Instructions to follow:
Your answer must be the lines of the entries below, exactly as written, from the first line through the line containing "Thanks buddy, I".

(Saved entries)
PR #157, opened 2017-02-09
Ignore case when looking up gradle modules for sponge

ewized:
This has fixed a bug for myself where my project has the gradle dependency links in lowercase.


DemonWav:
f9cf758

PR #169, opened 2017-03-03
Speed up @SidedProxy indexing.

JBYoshi:
This replaces the "all classes" search for `@SidedProxy` fields with the built-in `AnnotatedElementsSearch`, which is a lot faster.

It also makes the progress bar show actual progress. It's just in case someone has a lot of `@SidedProxy` fields. :wink:

### DIFF
--- a/src/main/java/com/demonwav/mcdev/platform/forge/inspections/sideonly/SideOnlyProjectComponent.java
+++ b/src/main/java/com/demonwav/mcdev/platform/forge/inspections/sideonly/SideOnlyProjectComponent.java
@@ -60,7 +60,7 @@ public class SideOnlyProjectComponent extends AbstractProjectComponent {
                             if (sidedProxy == null) {
                                 return;
                             }
-                            Collection<PsiField> annotatedFields = AnnotatedElementsSearch.searchElements(sidedProxy, scope, PsiField.class).findAll();
+                            Collection<PsiField> annotatedFields = AnnotatedElementsSearch.searchPsiFields(sidedProxy, scope).findAll();
                             indicator.setIndeterminate(false);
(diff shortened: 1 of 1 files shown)


DemonWav:
Thanks buddy, I plan on fundamentally redoing how this is actually handled at some point, but this is an excellent stopgap between now and then.

src/main/java/com/demonwav/mcdev/platform/forge/inspections/sideonly/SideOnlyProjectComponent.java
```diff
@@ -53,25 +55,19 @@ public void projectOpened() {
...
-                                    }
-                                );
-                            } catch (Exception ignored2) {}// I have no idea, seems like it's a bug with intellij, but I'll catch any
-                                                           // weird exceptions that pop up anyways...
+                            GlobalSearchScope scope = GlobalSearchScope.projectScope(myProject);
+                            PsiClass sidedProxy = JavaPsiFacade.getInstance(myProject).findClass(ForgeConstants.SIDED_PROXY_ANNOTATION, scope);
+                            if (sidedProxy == null) {
+                                return;
+                            }
+                            Collection<PsiField> annotatedFields = AnnotatedElementsSearch.searchElements(sidedProxy, scope, PsiField.class).findAll();
```
Minecrell: You can use `AnnotatedElementsSearch.searchPsiFields` here instead of adding `PsiField.class` explicitely

JBYoshi:
@Minecrell Fixed.

...Never mind. I think you beat me to the web page. :laughing:

JBYoshi:
@DemonWav Fixed.

Issue #163, opened 2017-02-14
[Forge] Add an Alt-Enter shortcut to add a private/protected field/method to the AT.


me4502:
Being able to automatically add to AT from the Alt+Enter menu could be potentially useful.

DemonWav:
The intention is to add class and method/field auto-completion, as well as maybe adding an entry automatically from the member like what you're suggesting.

Issue #49, opened 2016-08-21
Add Access Transformer shortcuts


ZephireNZ:
My "wishlist":
- Clicking through a Access Transformer to it's location in the code - similar to how "Ctrl+Click" works on usages of functions and classes
- Generation of an Access Transformer from a class in the IDE. Could have fancy tick boxes for the various transformation options
- Maybe code suggestions for when a non-public method/variable is being used (and by showing an error in the IDE) despite it having a transformer such as when Gradle dependencies haven't been refreshed

DemonWav:
Thanks for the suggestions. Those seem like reasonable features to add.

ZephireNZ:
Oh, and another I thought of: similar to unused methods, highlight unused transformers as well as ones for stuff (such as old versions) that don't exist.

Zidane:
Throwing in my support for this too. Big time saver.

gabizou:
I'm curious how to figure out whether an unused transformer is necessary, because there can be ways that making something public is only resolvable if you scan the entire project for uses in the appropriate level.

DemonWav:
Video showing some of the features that last commit added for access transformers: https://youtu.be/5pJMBYYWPeM

DemonWav:
You think this is finished yet? What other features are missing for this?

DemonWav:
These features are now fully implemented, the last access transformer feature planned is explained in #163.

PR #184, opened 2017-03-17
Allow class, field, and method auto-completion in access transformers

### LINKED ISSUE #138: Code completion for classes, fields and methods in access transformers

DemonWav:
Relevant to #163 and #49
Closes #138 

Brings class auto-completion in the following forms:
  * Package completion. Allows auto-completing package-by-package until the fully qualified class name is built.
  * Short name completion. Allows only entering the short name of the class, such as `WorldServer`, and completing to the fully qualified name, such as `net.minecraft.world.WorldServer`.
  * Anonymous and Inner class completion. Once a base class is entered, typing `$` allows continuing completion to anonymous and inner classes. It supports anonymous class completion, but I don't even know for sure if AT's allow anonymous classes. I assume they do.

Brings field and method auto-completion as well:
  * Field completion works for MCP and non-MCP fields in any class. MCP fields will auto-complete to their SRG name rather than the field typed in. That means the suggestions are based on the MCP name, but the completion uses the SRG name. This automatically adds the standard comment at the end of the line with the MCP name.
  * Method completion works for MCP and non-MCP methods in any class. MCP methods will auto-complete to their SRG name rather than the method typed in. That means the suggestions are based on the MCP name, but the completion uses the SRG name. This automatically adds the standard comment at the end of the line with the MCP name. The suggestions show the the methods' basic signature, except for the return type of the method. The suggestions that are shown only handle method names though, to select a different overload of a method you have to use the arrow keys to select the exact method you mean to transform.

Brings basic auto-completion for keywords:
  * `public`
  * `public-f`
  * `publi+f`
  * `protected`
  * `protected-f`
  * `protected+f`
  * `private`
  * `private-f`
  * `private+f`
  * `default`
  * `default-f`
  * `default+f`


build.gradle.kts
```diff
@@ -216,6 +217,14 @@ val generate = task("generate") {
     outputs.dir("gen")
 }
 
+tasks.withType<RunIdeaTask> {
+    if (System.getProperty("debug") != null) {
+        systemProperty("idea.ProcessCanceledException", "disabled")
+        systemProperty("idea.is.internal", "true")
```
Minecrell: I'm pretty sure this is set automatically.

build.gradle.kts
```diff
@@ -216,6 +217,14 @@ val generate = task("generate") {
     outputs.dir("gen")
 }
 
+tasks.withType<RunIdeaTask> {
```
Minecrell: `runIde.apply {` would be nicer here.

src/main/kotlin/com/demonwav/mcdev/util/McPsiUtil.kt
```diff
@@ -153,3 +153,7 @@ fun PsiType?.isErasureEquivalentTo(other: PsiType?): Boolean {
     // TODO: Do more checks for generics instead
     return TypeConversionUtil.erasure(this) == TypeConversionUtil.erasure(other)
 }
+
+@get:Contract(pure = true)
+val PsiMethod.nameAndParameterTypes: String
+    get() = "$name(${parameterList.parameters.map { it.type.presentableText }.joinToString(", ")})"
```
Minecrell: There is a `transform` parameter in `joinToString` if I remember correctly.

src/main/kotlin/com/demonwav/mcdev/platform/mcp/at/completion/AtCompletionContributor.kt
```diff
@@ -0,0 +1,285 @@
...
+            result.addElement(lookupItem)
+        }
+    }
+
+    private fun handleAtName(memberName: PsiElement, result: CompletionResultSet) {
+        if (memberName !is AtFieldName) {
+            return
+        }
+
+        val text = memberName.text.let { it.substring(0, it.length - 19) }.toLowerCase()
```
Minecrell: Where is 19 coming from? Might be worth extracting it to a constant

src/main/kotlin/com/demonwav/mcdev/platform/mcp/at/completion/SrgPrefixMatcher.kt
```diff
@@ -0,0 +1,27 @@
...
+class SrgPrefixMatcher(prefix: String) : PrefixMatcher(prefix) {
+    override fun prefixMatches(name: String) = true
+    override fun cloneWithPrefix(prefix: String) = SrgPrefixMatcher(prefix)
+
+    override fun prefixMatches(element: LookupElement): Boolean {
+        if (element !is AtMcpLookupItem) {
+            return false
+        }
+
+        return element.getPrettyText().toLowerCase().contains(myPrefix.toLowerCase())
```
Minecrell: `element.getPrettyText().contains(myPrefix, ignoreCase = true)`

src/main/kotlin/com/demonwav/mcdev/platform/mcp/at/completion/AtCompletionContributor.kt
```diff
@@ -0,0 +1,285 @@
...
+    }
+
+    private fun handleAtClassName(element: PsiElement, result: CompletionResultSet) {
+        val text = element.text.let { it.substring(0, it.length - 19) }
+        if (text.isEmpty()) {
+            return
+        }
+
+        val currentPackage = text.substringBeforeLast('.')
+        val beginning = text.substringAfterLast('.').toLowerCase()
```
Minecrell: You have to be careful with the default `.toLowerCase()` because it may transform the string incorrectly for some locales. Usually, `.toLowerCase(Locale.ENGLISH)` is what you want to do

src/main/kotlin/com/demonwav/mcdev/platform/mcp/at/completion/AtCompletionContributor.kt
```diff
@@ -0,0 +1,285 @@
...
+        val project = module.project
+
+        // Short name completion
+        if (!text.contains('.')) {
+            val kindResult = result.withPrefixMatcher(KindPrefixMatcher(text))
+            val cache = PsiShortNamesCache.getInstance(project)
+
+            var counter = 0
+            for (className in cache.allClassNames) {
+                if (!className.toLowerCase().startsWith(beginning)) {
```
Minecrell: `startsWith` supports a `ignoreCase` parameter too, you don't need `toLowerCase` necessarily here

build.gradle.kts
```diff
@@ -216,6 +215,13 @@ val generate = task("generate") {
     outputs.dir("gen")
 }
 
+runIde {
```
Minecrell: Can you move this below to `// Use custom JRE ...`. It configures the same task so you could also put in the check for the `intellijJre` property into the configure block. Right now this is in the middle of the code to configure the code generation

PR #186, opened 2017-03-18
Simplify library presentation providers

Minecrell:
The implementation of the various `LibraryPresentationProvider`s is quite similar, so it makes sense to extract the common parts into shared super classes. I think it looks nicer overall, so if you like it just merge it, otherwise feel free to close it. :cat:


src/main/kotlin/com/demonwav/mcdev/platform/bukkit/framework/BukkitPresentationProviders.kt
```diff
@@ -0,0 +1,27 @@
...
+
+class BukkitPresentationProvider : MavenLibraryPresentationProvider(BUKKIT_LIBRARY_KIND, "org.bukkit", "bukkit") {
+    override fun getIcon(properties: LibraryProperties<*>?) = PlatformAssets.BUKKIT_ICON
+}
+
+class PaperPresentationProvider : MavenLibraryPresentationProvider(PAPER_LIBRARY_KIND, "com.destroystokyo.paper", "paper-api") {
+    override fun getIcon(properties: LibraryProperties<*>?) = PlatformAssets.PAPER_ICON
+}
+
+class SpigotPresentationProvider : MavenLibraryPresentationProvider(SPIGOT_LIBRARY_KIND, "org.spigotmc", "spigot-api") {
```
DemonWav: For the sake of ordering, Spigot should be above Paper.

PR #188, opened 2017-03-18
Add code assistance for Mixin configuration files

### LINKED ISSUE #144: Automatically update entry in mixin configuration json when renaming/moving mixin class
I'm not sure if it's already possible, but would be nice to have a way to add these entries automatically, and warn if they are missing (and possibly show warning if class specified in configuration doesn't exist)

Minecrell:
Adds code assistance for Mixin configuration files. Currently it allows completion key names, class/package names and Java compatibility levels.

Closes #144 

The implementation is very similar to #125. The tricky part is how to detect that a JSON file is a Mixin configuration. Currently, I register a custom file type that checks if a file ends with `.json` and starts with `mixins.`. That seems to be a convention that is used in most projects.

screenshot_20170318_190113

screenshot_20170319_172028

Also allows reading the Javadocs using the standard key:

screenshot_20170318_190137

---
### TODO

- [x] Package/class references
- [x] Inspections

### DIFF
--- a/src/main/kotlin/com/demonwav/mcdev/platform/mixin/config/reference/CompatibilityLevel.kt
+++ b/src/main/kotlin/com/demonwav/mcdev/platform/mixin/config/reference/CompatibilityLevel.kt
@@ -1,0 +1,61 @@
+/*
+ * Minecraft Dev for IntelliJ
+ *
+ * https://minecraftdev.org
+ *
+ * Copyright (c) 2017 minecraft-dev
+ *
+ * MIT License
+ */
+
+package com.demonwav.mcdev.platform.mixin.config.reference
+
+import com.demonwav.mcdev.platform.mixin.util.MixinConstants.Classes.COMPATIBILITY_LEVEL
+import com.demonwav.mcdev.util.reference.InspectionReference
+import com.intellij.codeInsight.lookup.LookupElementBuilder
+import com.intellij.psi.JavaPsiFacade
+import com.intellij.psi.PsiElement
+import com.intellij.psi.PsiEnumConstant
+import com.intellij.psi.PsiReference
+import com.intellij.psi.PsiReferenceBase
+import com.intellij.psi.PsiReferenceProvider
+import com.intellij.util.ArrayUtil
+import com.intellij.util.ProcessingContext
+
+object CompatibilityLevel : PsiReferenceProvider() {
+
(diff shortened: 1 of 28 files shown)


src/main/kotlin/com/demonwav/mcdev/platform/mixin/config/reference/CompatibilityLevel.kt
```diff
@@ -0,0 +1,61 @@
...
+
+        override val description
+            get() = "compatibility level '%s'"
+
+        override val unresolved
+            get() = resolve() == null
+
+        override fun resolve(): PsiElement? {
+            val compatibilityLevel = findCompatibilityLevel(element)
+            return compatibilityLevel?.findFieldByName(value, false)?.takeIf { it is PsiEnumConstant }
```
DemonWav: Should this be cached? Seems like the state of this wouldn't change once it's created. Could be easily done using a lazy delegate.

src/main/kotlin/com/demonwav/mcdev/util/reference/ReferenceResolver.kt
```diff
@@ -95,8 +95,8 @@ fun LookupElementBuilder.completeToLiteral(context: PsiElement): LookupElementBu
     // TODO: Currently we replace everything with a single PsiLiteral,
     // not sure how you would keep line breaks after completion
     return withInsertHandler({ context, item ->
-                context.laterRunnable = ReplaceElementWithLiteral(context.editor, context.file, item.lookupString)
-            })
+        context.laterRunnable = ReplaceElementWithLiteral(context.editor, context.file, item.lookupString)
+    })
```
DemonWav: Prefer the `{}` syntax over `({})` where it makes sense and where applicable. This is a spot  where I'd say it makes sense.

src/main/kotlin/com/demonwav/mcdev/platform/mixin/config/reference/CompatibilityLevel.kt
Minecrell: It could change when updating Mixin. I don't think it's very expensive so I'm not sure if caching it is worth it (also need to make sure we don't cause memory leaks by keeping references to invalidated psi elements)

DemonWav: Alright, that's valid.

PR #191, opened 2017-03-23
Properly choose the correct module when creating new Forge mods

DemonWav:
Also: Convert GradleBuildSystem to Kotlin and clean up and organize plugin.xml


DemonWav:
Meh, this is relatively minor. I think it's safe to pull.

PR #193, opened 2017-03-25
Move Gradle tooling extension to separate source set, bundle only Kotlin stdlib

Minecrell:
Currently we have the Gradle tooling extension classes directly in the main source set. However, that has the disadvantage that the full MinecraftDev plugin is added to the Gradle build script classpath when refreshing the Gradle project in IntelliJ IDEA.

We can also not write the tooling extension classes in Kotlin because we can't be sure that Kotlin will be on the buildscript classpath. That will be only the case if the Kotlin IntelliJ IDEA plugin is applied.

I've moved it to a separate source set that gets built to a separate JAR, so we add only the necessary classes to the buildscript classpath. There is an additional commit that removes `kotlin-runtime` and `kotlin-stdlib` from the bundled dependencies since these are already included in the IntelliJ IDEA distribution.


gradle.properties
```diff
@@ -8,7 +8,7 @@
 # MIT License
 #
 # suppress inspection "UnusedProperty" for whole file
-ideaVersion = IC-2017.1
+ideaVersion = 2017.1
```
DemonWav: ?

Minecrell: https://github.com/minecraft-dev/MinecraftDev/pull/193/files#diff-392475fdf2bc320d17762ed97109a121R108

PR #197, opened 2017-04-01
Add MixinEntryPoint to suggest lower private visibility for Mixin injectors

Minecrell:
Currently, the `ImplicitUsageProvider` added in https://github.com/minecraft-dev/MinecraftDev/commit/7e2fe99578ec6f231bc4441683f4dbaa1f809a09 (as well as the previous way) break the `Declaration access can be weaker` inspection. Mixin injectors can be usually private so it would be good to have the existing inspection working (because it handles all the cases in which  they can't be private).

I've moved the entry points from `ImplicitUsageProvider` to a custom `EntryPoint` implementation that declares the minimal visibility for Mixin injectors as private:

screenshot_20170401_151933


src/main/kotlin/com/demonwav/mcdev/platform/mixin/insight/MixinEntryPoint.kt
```diff
@@ -0,0 +1,59 @@
...
+    }
+
+    override fun isEntryPoint(refElement: RefElement, psiElement: PsiElement) = isEntryPoint(psiElement)
+
+    override fun getMinVisibilityLevel(member: PsiMember): Int {
+        if (member !is PsiMethod) return -1
+        val modifierList = member.modifierList
+        return if (MixinConstants.Annotations.METHOD_INJECTORS.any {
+            modifierList.findAnnotation(it) != null
+        }) PsiUtil.ACCESS_LEVEL_PRIVATE else -1
```
DemonWav: Only omit curly braces when the whole statement is written on one line (i.e., is effectively a ternary). Here the  conditional spans 3 lines, so the whole statement doesn't fit on one line.

PR #3469, opened 2018-04-04
adds an action to access and act on $data before responding

ericwindham:
A necessary change to make fixing the following Save Progress issue doable:

https://github.com/wpninjas/ninja-forms-save-progress/issues/96

This change can be merged independently of any Save Progress changes for that issue

@wpninjas/developers


klhall1987:
Tested and working properly.

PR #3494, opened 2018-04-17
Fixes #3490 (Ninjaforms is not-usable for RTL users)

### LINKED ISSUE #3490: Ninjaforms is not-usable for RTL users
- **What actions are you taking?**
1. The user had selected an RTL language (Hebrew)
2. The user creating/editing a form
3. The user opens the "fields drawer"

  - What had happened was... 
The user can't see the fields

- **What are you expecting to occur?**
"Fields drawer" shouldn't hide the fields area

Solution:
In rtl.css file, add:
```
.nf-drawer-opened .nf-main-test {
   float: left;
}
```

AlmogBaku:
Fixes drawer alignment for RTL users

Fixes #3490

- mark the overriding in the `admin/rtl.scss` as `!important` so they won't be ignored by inline css.
- recompilation of the scss files

@wpninjas/developers


AlmogBaku:
Hiding of the drawer is broken... working on a fix

PR #3509, opened 2018-04-25
Correct busted field keys at generation.

### LINKED ISSUE #2552: Foreign characters for Labels cause Field Keys to generate improperly
(Japanese characters are the known offender)

Steps to replicate:
- Create a new Form
- Add a new Field
- Change its Label to all Japanese characters
- Publish the Form
The added Field will be missing from the preview.
If you go back into the Builder and check the Field Key for that Field, it will be only numbers, with no text or underscore.

Much2tall:
Fixes #2552 

- Added check to force valid field keys when they are generated improperly, such as due to foreign character input.

@wpninjas/developers


AlmogBaku:
I can verify that the fix on develop work

PR #3540, opened 2018-05-09
Renamed modal-ad to modal-template

wpnzach:
Because "ad" was in div class name, it was being hidden by ad blockers.

Fixes #

-
-
-

@wpninjas/developers


ericwindham:
Looks good

PR #3542, opened 2018-05-10
More accessibility changes

ericwindham:
Create a form with all type of fields. Check for 'aria-labelledby' attributes on field elements and 'required' attributes on field elements of fields set to required.

@wpninjas/developers


klhall1987:
Tested and working properly.

PR #3559, opened 2018-05-16
Gdpr data request data removal

ericwindham:
You'll need the WordPress Beta Tester Plugin to test with the new Erase/Export user data functionality.

See the new templates, submit to a form using each template. Then, check the corresponding pages under 'Tools' in the WordPress admin panel.

Under the 'email' field in each table click on the action and make sure they work. Any submissions should be erased from the post and postmeta tables when using the erase data functionality, and you should see submission data on the HTML exported page when using the export data functionality.

@wpninjas/developers


klhall1987:
Working properly.

PR #3562, opened 2018-05-17
Gdpr optin

Much2tall:
See commit log for changes.

@wpninjas/developers


client/dashboard/views/dashboardView.js
```diff
@@ -93,6 +92,155 @@ define( [ 'views/sections/widgets.js', 'views/sections/apps.js', 'views/sections
...
+                var titleStyling = document.createElement( 'h2' );
+                titleStyling.style.fontSize = '130%';
+                titleStyling.innerHTML = 'Help make Ninja Forms better!';
+                titleStyling.style.textAlign = 'left';
+                title.appendChild( titleStyling );
+                // Define the modal content.
+                var content = document.createElement( 'div' );
+                content.style.padding = '5px 15px';
+                var p = document.createElement( 'p' );
+                p.innerHTML = 'We would like to collect data about how Ninja Forms is used so that we can improve the experience for everyone. This data will not include ANY submission data or personally identifiable information.';
```
kstover: If we hard code this text string into the JS, can it be translated?

kstover:
We should also investigate just having the spinner replace the text of the button, rather than making the buttons disappear and a spinner be revealed. As it is, it conveys that something is happening, but it feels a bit jarring.

klhall1987:
Seems to be working properly. Waiting on KR to make a few other changes before merging.

PR #3591, opened 2018-05-30
Anonymize data

ericwindham:
Lot of changes here

Need to test with submission data from multiple users. Fill out forms with email, name, and address fields while logged out. Put an actual user's email address in the email field while logged out to test everything.

@wpninjas/developers


includes/Admin/UserDataRequests.php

The answer:
PR #157, opened 2017-02-09
Ignore case when looking up gradle modules for sponge

ewized:
This has fixed a bug for myself where my project has the gradle dependency links in lowercase.


DemonWav:
f9cf758

PR #169, opened 2017-03-03
Speed up @SidedProxy indexing.

JBYoshi:
This replaces the "all classes" search for `@SidedProxy` fields with the built-in `AnnotatedElementsSearch`, which is a lot faster.

It also makes the progress bar show actual progress. It's just in case someone has a lot of `@SidedProxy` fields. :wink:

### DIFF
--- a/src/main/java/com/demonwav/mcdev/platform/forge/inspections/sideonly/SideOnlyProjectComponent.java
+++ b/src/main/java/com/demonwav/mcdev/platform/forge/inspections/sideonly/SideOnlyProjectComponent.java
@@ -60,7 +60,7 @@ public class SideOnlyProjectComponent extends AbstractProjectComponent {
                             if (sidedProxy == null) {
                                 return;
                             }
-                            Collection<PsiField> annotatedFields = AnnotatedElementsSearch.searchElements(sidedProxy, scope, PsiField.class).findAll();
+                            Collection<PsiField> annotatedFields = AnnotatedElementsSearch.searchPsiFields(sidedProxy, scope).findAll();
                             indicator.setIndeterminate(false);
(diff shortened: 1 of 1 files shown)


DemonWav:
Thanks buddy, I plan on fundamentally redoing how this is actually handled at some point, but this is an excellent stopgap between now and then.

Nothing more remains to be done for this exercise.